PublicationAgriculture, Trade, and the WTO : Creating a Trading Environment for Development(Washington, DC: World Bank, 2003)Developing countries have an enormous stake in the new round of World Trade Organization (WTO) negotiations, taking place now, and scheduled to be completed by January 1, 2005. Their full participation in the global trading system could lift and additional 300 million people our of poverty by 2015. Since 1970, these countries have increased their share in all trade, from one-quarter to one-third. Most of these gains, however, have come from increased exports of manufactured goods, which primarily benefit the middle-income developing countries. Agricultural products, historically the more important exports for poor countries, have lagged far behind. The main reason for this is the protection - in the form of subsidies and other support, running at roughly U$S 1 billion per day - afforded agriculture in industrial countries.

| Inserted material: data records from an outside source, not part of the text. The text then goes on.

PR #1342, opened 2015-07-29
Add invitation patch limit

Gnito:


app/controllers/invitations_controller.rb
```diff
@@ -9,12 +9,17 @@ class InvitationsController < ApplicationController
...
     @selected_tribe_navi_tab = "members"
     @invitation = Invitation.new
+    render locals: { invitation_limit: Invitation.invitation_limit }
   end
 
   def create
     invitation_emails = params[:invitation][:email].split(",")
-    sending_problems = nil
 
+    if invitation_emails.size >= Invitation.invitation_limit
```
Gnito: This will be changed in the next PR from patch limit to daily limit.

config/locales/en.yml
```diff
@@ -1133,9 +1133,13 @@ en:
       this_is_private_community: "You need to sign up before you can view the content."
     invitation_form:
       email: "Email address(es)"
+      email_with_limit: "Email addresses (max. %{invitation_limit})"
       message: "A personal message"
       send_invitation: "Send invitation"
       add_as_many_emails_as_you_want: "Add the email addresses of the people you are inviting to the field below. If you add multiple email addresses, separate them with comma."
+      add_email_addresses_description: "Add the email addresses of the people you are inviting to the field below. To add multiple email addresses, separate them with comma."
+      add_lots_of_email_addresses: "If you plan to send lots of invitations, you should probably use an emailing tools. Check out %{this_article_link} to find out resources about suitable email services."
```
rap1ds: - Should we remove the "maybe". I think the case is pretty clear that if they are sending a lot of email, then the emailing tool should be used.
- "...an emailing tool_", there should not be "s"

config/locales/en.yml
```diff
@@ -1133,9 +1133,13 @@ en:
       this_is_private_community: "You need to sign up before you can view the content."
     invitation_form:
       email: "Email address(es)"
+      email_with_limit: "Email addresses (max. %{invitation_limit})"
       message: "A personal message"
       send_invitation: "Send invitation"
       add_as_many_emails_as_you_want: "Add the email addresses of the people you are inviting to the field below. If you add multiple email addresses, separate them with comma."
```
rap1ds: I guess this is not used anymore? If so, then it should be removed.

rap1ds:
A couple small comments about copy texts. Otherwise looks good to me :+1: 

Didn't test the code, should I?

config/locales/en.yml
Gnito: removed extra 's' & 'probably'

config/locales/en.yml
Gnito: True. However, I kind of left this because I would prefer to just rename the key. (The texts are almost the same - and therefore it would have been ok to just rephrase the old translation.)

PR #1344, opened 2015-07-30
Refactor marketplace redirects

rap1ds:
Add a `MarketplaceRedirectionUtils`, which takes a care of the redirections needed to perform.

Following redirections are done:

1. If community is not found and there are no communities in the whole platform, redirect to new community form (this is mostly for new open source installations and local development)
2. If community is not found, redirect to not found page, or to url from configurations (sharetribe.com)
3. If community is deleted, redirect to not found page, or to url from configurations (sharetribe.com)
4. If community is accessed with ident, but the community has domain which is ready, redirect to domain
5. If community is accessed with subdomain but it includes "www.", redirect to subdomain without "www"
6. If http is used and `always_use_ssl` is set to true, redirect to https (except if it's robots.txt, or domain validation file, or if the request comes from proxy)

One goal of this Pull Request is to reduce the amount of redirects by doing all the necessary redirects at once. Here's a good SO answer how to debug redirects with Chrome: http://stackoverflow.com/questions/10987453/how-to-use-chromes-network-debugger-with-redirects

For example, if I try to access "Larun tori" marketplace (a marketplace previously run by Sharetribe, but currently deleted) we can see quite a many redirects happening:

screen shot 2015-07-31 at 10 01 45

1. Redirect from http://www.lauttasaari.sharetribe.com to http://lauttasaari.sharetribe.com
2. Redirect from http://lauttasaari.sharetribe.com to https://lauttasaari.sharetribe.com
3. Redirect from https://lauttasaari.sharetribe.com to www.sharetribe.com (because the marketplace is deleted)

And as you can see from the waterfall chart, there redirects do take some time.

### DIFF
--- a/app/controllers/braintree_webhooks_controller.rb
+++ b/app/controllers/braintree_webhooks_controller.rb
@@ -1,7 +1,7 @@
 class BraintreeWebhooksController < ApplicationController
 
   skip_before_filter :verify_authenticity_token
-  skip_filter :redirect_to_marketplace_ident, :redirect_to_marketplace_domain, :check_email_confirmation
+  skip_filter :check_email_confirmation
 
   before_filter do
     unless @current_community.braintree_in_use?
--- a/app/controllers/braintree_webhooks_controller.rb
+++ b/app/controllers/braintree_webhooks_controller.rb
@@ -1,9 +1,7 @@
 class BraintreeWebhooksController < ApplicationController
 
   skip_before_filter :verify_authenticity_token
-  skip_filter :fetch_community, :redirect_to_marketplace_ident, :redirect_to_marketplace_domain, :check_email_confirmation
-
-  before_filter :fetch_community_by_params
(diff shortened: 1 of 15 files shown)


app/controllers/braintree_webhooks_controller.rb
```diff
@@ -1,9 +1,7 @@
 class BraintreeWebhooksController < ApplicationController
 
   skip_before_filter :verify_authenticity_token
-  skip_filter :fetch_community, :redirect_to_marketplace_ident, :redirect_to_marketplace_domain, :check_email_confirmation
-
-  before_filter :fetch_community_by_params
+  skip_filter :redirect_to_marketplace_ident, :redirect_to_marketplace_domain, :check_email_confirmation
```
rap1ds: Remove :redirect_to_marketplace_ident

Also, search for other removed filters

PR #1345, opened 2015-07-30
change from patch limit to daily limit

Gnito:


config/locales/en.yml
```diff
@@ -1133,7 +1133,7 @@ en:
       this_is_private_community: "You need to sign up before you can view the content."
     invitation_form:
       email: "Email address(es)"
-      email_with_limit: "Email addresses (max. %{invitation_limit})"
+      email_with_limit: "Email addresses (max. %{invitation_limit} per day)"
```
rap1ds: Should we say "per day per sender", because that's what the real limit is?

Gnito: True, but do you think that user's expects that someone else's invitations affect to their daily amount?

Gnito: After discussing with Thomas & Antti, we decided to remove all explicit info about daily limits since only few admins can see it (and they see also this linked KB article)

PR #1472, opened 2015-10-07
Handle missing listing_image_ids array gracefully

sktoiva:


app/controllers/listings_controller.rb
```diff
@@ -252,7 +252,19 @@ def create
...
+        listing_image_ids =
+          if params[:listing_images]
+            params[:listing_images].collect { |h| h[:id] }.select { |id| id.present? }
+          else
+            Rails.logger.error({tag: :error,
+                                free: "Listing images array is missing",
+                                structured: {params: params,
+                                             community_id: @current_community.id,
+                                             current_user: @current_user.id},
+                                request_id: request.env["HTTP_X_REQUEST_ID"]}.to_json)
```
rap1ds: I'm not sure if it's a good idea to add Heroku specific code here.

PR #1475, opened 2015-10-08
Add librato-rails and start reporting delayed job queue length

sktoiva:


app/controllers/application_controller.rb
```diff
@@ -396,6 +397,10 @@ def warn_about_missing_payment_info
     end
   end
 
+  def report_queue_length
+    Librato.increment 'delayed_job_queue', source: Delayed::Job.where("attempts < ?", 3).count
```
rap1ds: Add index to attempts

PR #1481, opened 2015-10-09
Expiration lightbox points to Charm

mporkola:


app/controllers/application_controller.rb
```diff
@@ -385,11 +385,23 @@ def fetch_community_plan_expiration_status
     }
   end
 
+  def charm_login_link(marketplace_id)
```
mporkola: this should probably be somewhere else

config/config.defaults.yml
```diff
@@ -238,6 +238,11 @@ default: &default_settings
   # This is completely optional and probably not needed in most cases.
   uservoice_widget_url:
 
+  # Charm connection
+  # The connection details hosted Sharetribe uses to connect to subscription management system Charm.
+  charm_secret: 
+  charm_url_base:
```
mporkola: There are specific to the hosted service, I wonder how we should control these and enable Charm only there

app/helpers/application_helper.rb
```diff
@@ -766,6 +766,23 @@ def payment_settings_url(gateway_type, person, url_params)
...
+    payload = {user_id: marketplace_id}
+    secret = APP_CONFIG.external_plan_service_jwt_secret
+    external_plan_service_url = APP_CONFIG.external_plan_service_url + "login"
+    token = JWTUtils.encode(payload, secret)
+    URLUtils.append_query_param(external_plan_service_url, "token", token)
+  end
+
+  def display_expiration_notice?
+    if feature_enabled?(:new_plan_page)
+      display = APP_CONFIG.external_plan_service_jwt_secret && @current_user && @current_user.has_admin_rights_in?(@current_community) && PlanUtils.expired?(@current_plan)
```
Gnito: This is a bit long line to read

app/helpers/application_helper.rb
```diff
@@ -766,6 +766,23 @@ def payment_settings_url(gateway_type, person, url_params)
...
+      @external_plan_service_link = external_plan_service_login_url(@current_community.id) if display
```
Gnito: Should this be passed through controller to haml instead of globals (i.e. a bit by bit remove all the globals away)

app/views/layouts/_expiration_notice.html.erb
```diff
@@ -5,17 +5,29 @@
   <div class="expiration-content">
     <div class="expiration-head-panel">
       <h1 class="expiration-title"><%= t("expiration.title") %></h1>
-      <h2 class="expiration-subtitle" ><%= t("expiration.sub_title") %></h2>
+      <h2 class="expiration-subtitle" >
+        <% if feature_enabled?(:new_plan_page) %><%= t("expiration.sub_title_new") %>
+        <% else %><%= t("expiration.sub_title") %>
+        <% end %>
+      </h2>
+      <% if feature_enabled?(:new_plan_page) %>
```
Gnito: N.B. I'm not sure how these should work with "APP_CONFIG.external_plan_service_in_use" flag

mporkola: It shouldn't be displayed at all then, see https://github.com/sharetribe/sharetribe/pull/1481/files#diff-127a850b7d7b20173ad3fba88f8a25e3R779

app/assets/stylesheets/main.css.scss
```diff
@@ -649,133 +649,6 @@ a.lightbox-x {
...
-  margin-top: 10px;
-}
-.expiration-footer {
-  padding: 30px 10px;
-}
-.expiration-alternative-plans {
-  font-size: 14px;
-  line-height: 14px;
-  text-align: center;
-}
```
rap1ds: Very nice! :+1: All the code moved away from main.css is great :+1:

app/helpers/application_helper.rb
```diff
@@ -766,6 +766,25 @@ def payment_settings_url(gateway_type, person, url_params)
...
+  end
+
+  def display_expiration_notice?
+    if feature_enabled?(:new_plan_page)
+      display = APP_CONFIG.external_plan_service_in_use && 
+        @current_user && @current_user.has_admin_rights_in?(@current_community) &&
+        PlanUtils.expired?(@current_plan)
+      @external_plan_service_link = external_plan_service_login_url(@current_community.id) if display
+    else
+      @is_current_community_admin && PlanUtils.expired?(@current_plan)
```
rap1ds: Now that the `@is_current_community_admin` is not used in the application layout anymore (which is definitely good!) I'd suggest removing the whole `@is_current_community_admin` variable, since it's "almost global variable". Call `@current_user.has_admin_rights_in?(@current_community)` instead.

app/helpers/application_helper.rb
```diff
@@ -766,6 +766,25 @@ def payment_settings_url(gateway_type, person, url_params)
...
+    token = JWTUtils.encode(payload, secret)
+    URLUtils.append_query_param(external_plan_service_url, "token", token)
+  end
+
+  def display_expiration_notice?
+    if feature_enabled?(:new_plan_page)
+      display = APP_CONFIG.external_plan_service_in_use && 
+        @current_user && @current_user.has_admin_rights_in?(@current_community) &&
+        PlanUtils.expired?(@current_plan)
+      @external_plan_service_link = external_plan_service_login_url(@current_community.id) if display
```
rap1ds: This is a bit confusing. The name of the method suggests that the method returns boolean and does nothing else. However, here we set a new almost global variable.

What if you change the view code so, that you explicitely call the `external_plan_service_login_url` in the view? (See the comment for `application.haml`

app/views/layouts/application.haml
```diff
@@ -8,7 +8,7 @@
 
   = render :partial => 'layouts/global-header'
 
-  - if @is_current_community_admin && PlanUtils.expired?(@current_plan)
+  - if display_expiration_notice?
```
rap1ds: How about this:

```haml
- if display_expiration_notice?
  = render partial: "layouts/expiration_notice", external_plan_service_login_url: external_plan_service_login_url(@current_community.id)
```

app/helpers/application_helper.rb
```diff
@@ -766,6 +766,25 @@ def payment_settings_url(gateway_type, person, url_params)
...
+    secret = APP_CONFIG.external_plan_service_secret
+    external_plan_service_url = APP_CONFIG.external_plan_service_url + "login"
+    token = JWTUtils.encode(payload, secret)
+    URLUtils.append_query_param(external_plan_service_url, "token", token)
+  end
+
+  def display_expiration_notice?
+    if feature_enabled?(:new_plan_page)
+      display = APP_CONFIG.external_plan_service_in_use && 
+        @current_user && @current_user.has_admin_rights_in?(@current_community) &&
```
rap1ds: Instead of 

```
@current_user && @current_user.has_admin_rights_in?(@current_community)
```

You can also use `Maybe` here:

```
Maybe(@current_user).has_admin_rights_in?(@current_community).or_else(false)
```

Matter of taste.

app/helpers/application_helper.rb
```diff
@@ -766,6 +766,25 @@ def payment_settings_url(gateway_type, person, url_params)
...
+    payload = {user_id: marketplace_id}
+    secret = APP_CONFIG.external_plan_service_secret
+    external_plan_service_url = APP_CONFIG.external_plan_service_url + "login"
+    token = JWTUtils.encode(payload, secret)
+    URLUtils.append_query_param(external_plan_service_url, "token", token)
+  end
+
+  def display_expiration_notice?
+    if feature_enabled?(:new_plan_page)
+      display = APP_CONFIG.external_plan_service_in_use &&
```
rap1ds: In this branch https://github.com/sharetribe/sharetribe/pull/1503/ I made a change which returns always a valid plan if external plan service is not in use. So after that branch is merged, you could simplify this to:

```
Maybe(@current_user).has_admin_rights_in?(@current_community).or_else(false) && PlanUtils.expired?(@current_plan)
```

...which is basically the current else branch

app/helpers/application_helper.rb
mporkola: Good point, this is a good example of incrementally tweaking existing logic until it makes no sense. The evolution started from `fetch_chargebee_plan_data` in `ApplicationController`, which was all about setting globals.

app/helpers/application_helper.rb
```diff
@@ -766,6 +766,24 @@ def payment_settings_url(gateway_type, person, url_params)
...
+  def external_plan_service_login_url(marketplace_id)
+    payload = {user_id: marketplace_id}
+    secret = APP_CONFIG.external_plan_service_secret
+    external_plan_service_url = APP_CONFIG.external_plan_service_url + "login"
+    token = JWTUtils.encode(payload, secret)
+    URLUtils.append_query_param(external_plan_service_url, "token", token)
+  end
+
+  def display_expiration_notice?
+    if feature_enabled?(:new_plan_page)
```
rap1ds: I think we can now remove the feature_enabled, can we?

mporkola: Then the lightbox wouldn't be shown to marketplaces without the enabled feature flag, unless `APP_CONFIG.external_plan_service_in_use` is defined?

mporkola: Of course if we decide to turn `external_plan_service_in_use` on in prod, then the branches are equal

PR #1484, opened 2015-10-12
Simplify Google Analytics domain name setting, by using the whole host

gnomet:
Earlier we remove the subdomain part to pool subdomains, but that's
not actively needed now, and caused trouble as the script didn't
take acocunt naked domains

### DIFF
--- a/Gemfile
+++ b/Gemfile
@@ -84,6 +84,8 @@ gem 'cache_digests'
 gem 'librato-rails'
 
 gem 'lograge'
+gem 'public_suffix' # Needed currently to set GA hostname right, probably not
+                    # needed anymore when GA script updated.
 
 group :staging, :production do
   gem 'newrelic_rpm', '~> 3.9.1.236'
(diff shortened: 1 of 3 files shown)


gnomet:
Can't deploy this fix, could cause issues on clients with separate landing pages (or other multi subdomain solutions)
Will rollback to earlier solution and do a quick fix for .com.br domains which is bit stupid, but will continue our client's analytics data flow for now, and the real fix is to update from this deprecated GA script to the newest version.

gnomet:
Noted that there's no good way to remove subdomain reliably without full list of public suffixes people use to register their domains, so used PublicSuffix gem to do the trick that maintains the list. (http://stackoverflow.com/a/8323839/150382)

Earlier solutions had trouble either with. co.uk com.br etc. TLDs or with naked domains. This should work with all. And when we update our GA script (should be done soon anyway) Google will take care of this part, so we can also remove PublicSuffix gem. :) (I put a comment about that to Gemfile)

PR #1485, opened 2015-10-12
Remove unused code from Person

rap1ds:


gnomet:
Looks good. Not 100% sure about remove_root_level_fields and chache related methods (I mean I'm not 100% sure of where they were used and if not used anymore, but the merge stuff can go. And I trust that you did some sort of global search to check that the rest was not used either, so looks like a very nice cleanup operation! :+1:

rap1ds:
Yep, did some global searching.

PR #1486, opened 2015-10-12
Implement a Logger (a Rails.logger wrapper)

rap1ds:
### Description

Implement a thin logger around the default `Rails.logger`. It takes care of JSON formatting and adds additional details, such as `community_id` and `user_id`

### The Problem

**JSON logging:** We should log everything in JSON format to allow Loggly to parse the log messages. However, we don't have tools that actually encourage JSON logging.

**Passing additional information:** We have a lot of valuable information that should be passed with each log message (community_id, user_id, request_id). Adding those pieces of information would make debugging a lot easier.

**Copy-paste code** PayPal Service and SES Service already implement a logger wrapper, and they are basically copy-paste code

**Testing logging:** In some places, logging is critical operation (receiving webhooks etc.) and thus it should be tested. Testing side-effects (STDOUT, in this case) is pretty damn difficult, so the wrapper allows us to inject the logging target, which in case of tests can be something that makes testing easier.

### The Solution

This pull request implements a class `SharetribeLogger`. The constructor takes `tag` and `logging_target` parameters.

```ruby
logger = SharetribeLogger.new(:paypal, Rails.logger)
```

**JSON logging:**

The logger implements all 4 logging level methods `debug`, `info`, `warn` and `error`. Each method takes two arguments: `msg` and `type`. From these information and additional information, such as `community_id`, the logger outputs the following JSON string:

```ruby
# in controller
logger.info("Free message, for convenience", :testing, {testing_logging: true})

INFO {"user_id":"bTarZQWnKr5iaakm_Phqdd","username":"rap1ds","community_id":36,"community_ident":"kuha","request_uuid":"2341824a3bc65bf730ccf19657a4728b","tag":null,"free":"Free message, for convenience","type":"testing","structured":{"testing_logging":true}}
```

**Passing additional information:** Controllers implement a method `logger`, which returns the default `Rails.logger`. This PR overrides that method in ApplicationController. The new `logger` method returns an instance of SharetribeLogger. This PR also adds code that sets the current `community_id` and `user_id` to the logger, so that those are printed when ever something is logged from the controller context.

**Copy-paste code:** The SharetribeLogger can be instantiated with a specific that, and that way it in practise replaces the PaypalService::Logger:

```ruby
logger_for_paypal = SharetribeLogger.new(:paypal, Rails.logger)
```

PaypalService::Logger contains also helpers such as `log_response`. That's something the is not in the SharetribeLogger, so options are either extract these methods to another helper/util class, or make a new Logger class that inherits everything from SharetribeLogger

**Testing logging:**

For testing purposes, we could inject a logger that has a logging target which is something else than Rails.logger. This is not yet implemented, so I don't know exact details, but it could be something like this:

```ruby
# some spec file
before(:each) do
  @test_logger = TestLogger.new
  logger = SharetribeLogger.new(:paypal, @test_logger)
  api = PayPalService::API::Payments.new(logger)
end

it "tests logging"
  expect(@test_logger.logged_errors.count).to eq(0)
  @api.do_some_error_operation(:error)
  expect(@test_logger.logged_errors.count).to eq(1) # logger.error has been called once
  expect(@test_logger.logged_errors.first[:free]).to eq("The operation failed")
end
```

### DIFF
--- a/app/controllers/application_controller.rb
+++ b/app/controllers/application_controller.rb
@@ -166,6 +166,8 @@ class ApplicationController < ActionController::Base
   def fetch_logged_in_user
     if person_signed_in?
       @current_user = current_person
+      logger.user_id = @current_user.id
+      logger.username = @current_user.username
     end
   end
 
@@ -211,6 +213,9 @@ class ApplicationController < ActionController::Base
   # Before filter to get the current community
   def fetch_community
     @current_community = ApplicationController.find_community(community_identifiers)
+
+    logger.community_id = @current_community.id
+    logger.community_ident = @current_community.ident
 
     # Save :found or :not_found to community status
     # This is needed because we need to distinguish to cases
@@ -503,6 +508,10 @@ class ApplicationController < ActionController::Base
   end
 
   helper_method :fetch_feature_flags # Make this method available for FeatureFlagHelper
+
+  def logger
+    @logger ||= SharetribeLogger.new
+  end
 
   # Fetch temporary flags from params and session
   def self.fetch_temp_flags(is_admin, params, session)
--- a/app/controllers/application_controller.rb
+++ b/app/controllers/application_controller.rb
@@ -214,8 +214,9 @@ class ApplicationController < ActionController::Base
   def fetch_community
     @current_community = ApplicationController.find_community(community_identifiers)
 
-    logger.community_id = @current_community.id
-    logger.community_ident = @current_community.ident
+    m_community = Maybe(@current_community)
+    logger.community_id = m_community.id
+    logger.community_ident = m_community.ident
 
     # Save :found or :not_found to community status
     # This is needed because we need to distinguish to cases
@@ -510,7 +511,12 @@ class ApplicationController < ActionController::Base
   helper_method :fetch_feature_flags # Make this method available for FeatureFlagHelper
 
   def logger
-    @logger ||= SharetribeLogger.new
+    if @logger.nil?
+      @logger = SharetribeLogger.new
+      @logger.request_uuid = request.uuid
+    end
+
+    @logger
   end
 
   # Fetch temporary flags from params and session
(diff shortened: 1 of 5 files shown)


app/utils/sharetribe_logger.rb
```diff
@@ -0,0 +1,55 @@
...
+    }
+  end
+
+  def add_details(log_data)
+    {
+      user_id: @user_id,
+      username: @username,
+      community_id: @community_id,
+      community_ident: @community_ident,
+      request_uuid: @request_uuid
```
ovan: If this is nil should we leave this field out? Locally we won't have a uuid in request headers.

app/controllers/application_controller.rb
```diff
@@ -212,6 +214,10 @@ def save_current_host_with_port
   def fetch_community
     @current_community = ApplicationController.find_community(community_identifiers)
 
+    m_community = Maybe(@current_community)
+    logger.community_id = m_community.id
+    logger.community_ident = m_community.ident
```
ovan: This feels like random global scope mutating. How about a wrapper method to set these to logger instance so it would at least be clear who manages the logger instance:

```ruby
setup_logger(community_id: m_community.id, community_ident: community_ident: m_community.ident)
```

app/utils/sharetribe_logger.rb
```diff
@@ -0,0 +1,55 @@
+class SharetribeLogger
+  attr_writer(
+    :community_id,
+    :community_ident,
```
ovan: Should we call these marketplace_id and marketplace_ident as those are the new terms even though the data model under the hood still talks about communities?

ovan:
Good idea and solid design. When needing context specific logging functionality, like PayPal's log_response and log_request, the best option in my opinion is to wrap this instead of subclassing.

PR #1492, opened 2015-10-14
Instruction images could be way too wide for mobile layouts

Gnito:


mporkola:
saw demo, was convinced

PR #1494, opened 2015-10-14
Fix "How it works" page and remove some old code

gnomet:
Make "how it works" page act like other pages, and prevent a bug.

The bug case was that by saving empty how it works page and admin
could make it disappear without a possibility to bring it back

Also spotted some unused code (dashboard.haml) and deleted it


config/locales/en.yml
```diff
@@ -1208,6 +1207,7 @@ en:
     about:
       default_about_text_title: "What is Sharetribe?"
       default_about_text: "This marketplace is powered by Sharetribe platform. With Sharetribe you can easily create your own marketplace website. It's free and only takes a minute. %{click_here_link} to learn more!"
+      default_how_to_use_text: "<h1>How it works</h1><div>Here you can find information about how this site works.</div>"
```
rap1ds: How about this?

```
# en.yml
default_how_to_use_title: "How it works"
default_how_to_use_content: "Here you can find information about how this site works."
```

```
...
- else
  - content = "<h1>#{t('infos.about.default_how_to_use_title')}</h1><div>#{t('infos.about.default_how_to_use_content')}</div>"
...
```

It's not allowed to add any HTML/HAML markup to translation files. Ever. No exceptions. It has already caused us quite a lot of trouble (and will cause more when we have more languages and translators) and we don't want to repeat those mistakes 😉

app/views/infos/how_to_use.haml
```diff
@@ -7,7 +7,10 @@
 
 .left-navi-section.about-section
   = render :layout => "layouts/mercury_editable_page", :locals => { :content_type => "how_to_use_page_content" } do
-    - content = how_to_use_content.html_safe
+    - if @community_customization && ! @community_customization.how_to_use_page_content.nil?
```
rap1ds: Extra space

app/helpers/application_helper.rb
```diff
@@ -537,14 +537,12 @@ def about_links
         :name => "about"
       }
     ]
-    if @community_customization && !@community_customization.how_to_use_page_content.blank?
```
rap1ds: If I understood correctly, this will now change the behaviour so that marketplaces which do NOT have any how it works content (on purpose?) will now have the link there and it will take them to blank page. How should we handle those cases? I see two options:

1. Let's decide that there's no way to hide the How to use page. The page will be there, always. (Basically that's what this pull request does)
2. Let's add a new database column `how_to_use_page_in_use` and based on the value on that column we can decide whether or not show the link. This would also require some UI work (add a checkbox "Show How To Use page" or something)

I'd say number 1 is good, but then we need to handle somehow those marketplaces that actually on purpose want to hide the how to use page.

rap1ds: Oh, apparently this has been solved already on Flowdock so you can ignore this comment.

config/locales/en.yml
gnomet: Yep, good point!
I somehow didn't stop to think at this point at all, just copied the placeholder there from initial community_customizations row. Definitely good to now put html there!
Thanks for catching!

app/views/infos/how_to_use.haml
gnomet: do you mean there shouldn't be space after !
yea, it might be bit uncommon. I've maybe done that few times as I myself tend to miss the ! if it's connected to the word. But better to have uniform convention and me learning to look right than changing it because of that.. :)

app/helpers/application_helper.rb
gnomet: Yep, seemed to be so narrow use case that we can go with 1) which this PR does.

gnomet:
Now fixed the commented parts, by using existing method that I found.
I assume it's ok to call MarketplaceService::API::Marketplaces::Helper.how_to_use_page_default_content from the HAML file?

This is more than six times all development assistance. This report contains results of region-specific studies that will prove a vital resource for policymakers, analysts, and others working in the development field. It provides answers to questions such as, What lessons were learned from the Uruguay Round? What is the relationship between trade liberalization, and rural poverty? And, What is the role of the international development community in fostering a trading system that will result in development? The authors argue that only by reshaping the world's trading system, and reducing the barriers to trade, can truly global expansion take place.